▸ About this task: Take the records below from their first line to the line with "Removes tests, examples", and restate those lines word for word.
%%
Issue #277, opened 2024-09-04
Test with no-dev-deps all-targets


pv42:
The MSRV check tests run
`cargo no-dev-deps check --all --all-targets [features]`
this appears to me as a mistake since no-dev-deps disables dev dependencies but --all-targets includes test which (might) need dev dependencies.
This was changed recently by @danieleades in a729400 so I was wondering if there is a reason for it that I am missing or if is just a mistake. If so it can by fixed by changing the check to either `cargo check --all --all-targets [features]` or split commands for targets that need dev-deps:
- `cargo no-dev-deps check --all --lib --bins [features]`
- `cargo check --all --tests --benches --examples [features]`

danieleades:
Yeah I suspect `--all-targets` can be removed

PR #278, opened 2024-09-04
Run MSRV check only for lib and bin targtets.

pv42:
See #277.
Removes tests, examples and benches (there are currently no benches) from msrv test.
Since the msrv test runs without dev dependencies they would potentially not work.


patrickelectric:
@pv42 but it's already passing, what is the point of removing it ?

pv42:
It is a reason why the CI on #276 fail. 
It would also cause potential issues if anyone would like to add any dev dependencies at some point.

patrickelectric (approved):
%%
▸ Task solution:
Issue #277, opened 2024-09-04
Test with no-dev-deps all-targets


pv42:
The MSRV check tests run
`cargo no-dev-deps check --all --all-targets [features]`
this appears to me as a mistake since no-dev-deps disables dev dependencies but --all-targets includes test which (might) need dev dependencies.
This was changed recently by @danieleades in a729400 so I was wondering if there is a reason for it that I am missing or if is just a mistake. If so it can by fixed by changing the check to either `cargo check --all --all-targets [features]` or split commands for targets that need dev-deps:
- `cargo no-dev-deps check --all --lib --bins [features]`
- `cargo check --all --tests --benches --examples [features]`

danieleades:
Yeah I suspect `--all-targets` can be removed

PR #278, opened 2024-09-04
Run MSRV check only for lib and bin targtets.

pv42:
See #277.
Removes tests, examples and benches (there are currently no benches) from msrv test.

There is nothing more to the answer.